■ About this task: Find all lines with the word "version" in the material, then copy them.

■ Material to process:
PR #914, opened 2018-03-25
Add modeler app multi tenancy support

ruzkant:
This pull request adds tenant_id to modeler database tables and provides a TenantProvider interface through which the application access and applies tenancy.

The default tenant provider will look up the tenant id from the Environment (eg. app's properties file) and if not found uses the user's tenant_id (this was newly added by @martin-grofcik and is not yet supported in idm app) and uses null as last resort. This should be backwards compatible with existing installations which would neither have the tenant_id configuration property nor the user tenant_id. Also once tenant_id is implemented on users, the configuration property allows overriding this.

The mybatis xml files were updated to use spaces, as there was a mix of spaces and tabs in the file. Let me know if this is not ok.

I preferred adding tenant_id to both model and model_history as they are often queried separately and this avoids joining, but left it out from model_relation as joins are typically by id. In some situations like using Postgres RLS enforcement of tenancy it is simpler and safer to just add tenant_id to all tables, but I noticed this was not the general approach with other tables.

### DIFF
--- a/modules/flowable-rest/src/test/java/org/flowable/rest/service/BaseSpringRestTestCase.java
+++ b/modules/flowable-rest/src/test/java/org/flowable/rest/service/BaseSpringRestTestCase.java
@@ -273,6 +273,10 @@ public class BaseSpringRestTestCase {
      * IMPORTANT: calling method is responsible for calling close() on returned {@link HttpResponse} to free the connection.
      */
     public CloseableHttpResponse executeBinaryRequest(HttpUriRequest request, int expectedStatusCode) {
+        try {
+            Thread.sleep(1000);
+        } catch (InterruptedException e) {
+        }
         return internalExecuteRequest(request, expectedStatusCode, false);
     }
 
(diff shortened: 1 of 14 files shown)


ruzkant:
Added a delay to BaseSpringRestTestCase.executeBinaryRequest method to resolve failing tests. For further comments see this pull request where the same fix was applied: https://github.com/flowable/flowable-engine/pull/904

tijsrademakers:
Thanks for the PR, I've modified the publish logic a bit so that the deploy uri is not changed with the tenant id prepended to the deploy url. Instead we could maybe use a deploy url property that contains the tenant id value?

ruzkant:
@tijsrademakers Oh, my apologies, I didn't mean to leave the tenant id prepended as well after adding the parameter, that's a bug. Thanks for picking it up and fixing it :)

My first implementation was for myself and it used the subdomain as tenant id and it was reworked to be generally useful as is for the current system without requiring that. So yes that could be statically done like you described, although in my case I was using a different TenantProvider implementation to use the subdomain.

I would also like to make the admin app restrict to a specific tenant, but that is a lot more work as the UI provides inputs for tenant and there are way more api's called that would need tenant_id specified. If you have ideas of how to do this more easily than touching large parts of the code base I'd appreciate it :)

PR #954, opened 2018-04-04
Update raphael.js from 2.1.0 to 2.2.1

alagane:
Use the last minified version found here: https://dmitrybaranovskiy.github.io/raphael/
And the direct link:
https://raw.githubusercontent.com/DmitryBaranovskiy/raphael/master/raphael.min.js
Reduce size from 291K to 91K


tijsrademakers:
Thanks for the PR, merged the PR manually and also applied the change to the other UI apps using Raphael JS.

PR #960, opened 2018-04-05
Task builder

martin-grofcik:


tijsrademakers:
@martin-grofcik can you have a look at the parentTaskEntity.forceUpdate(); line? It should not be necessary to call forceUpdate. 
Can you also verify if it's necessary to add the flowable-task-service-api dependency to flowable common? Don't see anything in this PR that would require this.

PR #962, opened 2018-04-05
Make sure that the old property sources are loaded before the spring boot application configuration

### LINKED ISSUE #961: flowable-ui-app.properties are loaded after the application.properties
The Spring Boot default application.properties are with a higher order than our backwards compatible flowable-ui-app.properties. This should not be the case

filiphr:
Fixes #961

### DIFF
--- a/modules/flowable-app-rest/pom.xml
+++ b/modules/flowable-app-rest/pom.xml
@@ -606,5 +606,10 @@
         <groupId>javax.xml.bind</groupId> <!-- Needed for swagger doc generation -->
         <artifactId>jaxb-api</artifactId>
     </dependency>
+    <dependency>
+      <groupId>org.springframework.boot</groupId>
+      <artifactId>spring-boot-starter-test</artifactId>
+      <scope>test</scope>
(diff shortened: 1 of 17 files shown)


PascalSchumacher:
```
[ERROR] Failed to execute goal org.apache.maven.plugins:maven-compiler-plugin:3.6.1:testCompile (default-testCompile) on project flowable-ui-common: Compilation failure: Compilation failure: 
[ERROR] /home/travis/build/flowable/flowable-engine/modules/flowable-ui-common/src/test/java/org/flowable/app/properties/BackwardsCompatiblePropertiesLoaderTest.java:[15,35] package org.assertj.core.api does not exist
```
I guess another module needs an assertj-core dependency?  😉 😃

filiphr:
Thanks for pointing it out. I committed that by mistake. The `FlowableIdmApplicatiinTest` is actually that tests this part. I'll remove it tomorrow

filiphr:
I've fixed the issues (I think). There was another place where a dependency was missing.

PR #969, opened 2018-04-06
Dockerfile maven plugin

jacarui:
`docker-maven-plugin` is descoped and Spotify recommends moving to Dockerfiles using `dockerfile-maven-plugin`. I changed it for image creation only, creating new Dockerfiles and pointing docker scripts to new files.

Pending: move image publication to `dockerfile-maven-plugin`.


yvoswillens:
@jacarui thanks for the work on the docker maven plugin changes.

couple of questions / remarks;

* Is there a reason to move the Docker related files from src/main/docker to /docker? otherwise I would prefer to leave them there. (including the new Dockerfile in the app module's root)
* Also for the app.yml to docker-compose.yml rename
* In the plugin configuration there is a <WAR_FILE> declaration. As far as I can see this is not used (f.e. in the Dockerfile). Is this on purpose?

jacarui:
Some answers:
- It's a style issue. I'm used to build images from different stacks (java/javascript) and for me Docker is an agnostic tool which should remain in a different level and don't follow Java conventions. I thought this way of organising files was the popular convention for docker files because is how projects normally do it, but I can't find any documentation regarding this. Dockerfile remains at pom level as recommended on new maven plugin to use other Docker tools that rely on Dockerfiles.
- 'docker-compose.yml' is the standard name so you can run "docker-compose up" without specifying file name ("docker-compose up -t app.yml"). Also is more descriptive.
- You are right, I'm not using that argument. I can remove it or use it instead of hardcoding war name in the Dockerfile.
- I already updated those. Did I forget some path?

yvoswillens:
* Style is something that is hard to debate ;) But if there are no tool specific reasons to move it I would prefer to leave them in /src/main/docker for now (as this a Java / Maven project). I read in several issues on GitHub that more people want to specify a custom location for the Dockerfile. And also that currently this can cause issues with the Docker build context. So I think you're right and that now it's better to place the Dockerfile in the module's root.

* You have a point with the docker-compose rename. 

* If you could use the WAR_FILE reference instead of the hardcoded war name that would be great.

* I missed the updated docker start scripts.

yvoswillens:
@jacarui thanks for the changes

Should the pushDockerImage profile sections also be changed to make use the 'new' maven plugin?

jacarui:
I've tried to migrate it but I've found some issues:
- I had to store dockerhub auth settings on maven settings.xml.
- couldn't publish both lastest and version image in one go.
- It's supposed to use deploy maven goal, which collides with nexus publication.

I think it doesn't payoff the migration for publication without changing profiles, etc.

yvoswillens:
Made some changes to this PR and created new branch / PR #981
Closing this one.

PR #3151, opened 2021-12-20
Fix and unit tests for adding identityLink and complete Task in same transaction

BertMatthys:
#### Check List:
* Unit tests: YES
* Documentation: not needed, bugfix


modules/flowable-engine/src/test/java/org/flowable/engine/test/api/task/TaskIdentityLinksTest.java
```diff
@@ -32,6 +35,8 @@
 
 import com.fasterxml.jackson.databind.node.ArrayNode;
 
+import static org.assertj.core.api.Assertions.*;
```
dbmalkovsky, line 38: Thanks for the PR.  Project formatting standards are not to use package imports but rather enumerate them all.  In addition static imports are at the top of the list of import statements.

PR #3168, opened 2021-12-31
Enable template name override

tstephen:
# Goal
Install flowable chart twice in the same cluster (for example as `dev` and `staging`)

## Steps to follow
- Already deployed flowable chart
- Override chart value `nameOverride: staging` and any other needed overrides like database etc.
- Deploy chart

## Expected result
- Two working flowable deployments, services, ingresses

## Actual result
- Deployment fails because the required `configmap` is already used and there is no way to override its name (as far as I can see).
```
Error: INSTALLATION FAILED: rendered manifests contain a resource that already exists. Unable to continue with install: ConfigMap "rest-configmap" in namespace "default" exists and cannot be imported into the current release: invalid ownership metadata; annotation validation error: key "meta.helm.sh/release-name" must equal "flowable-staging": current value is "flowable"
```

■ Response area:
Use the last minified version found here: https://dmitrybaranovskiy.github.io/raphael/
- couldn't publish both lastest and version image in one go.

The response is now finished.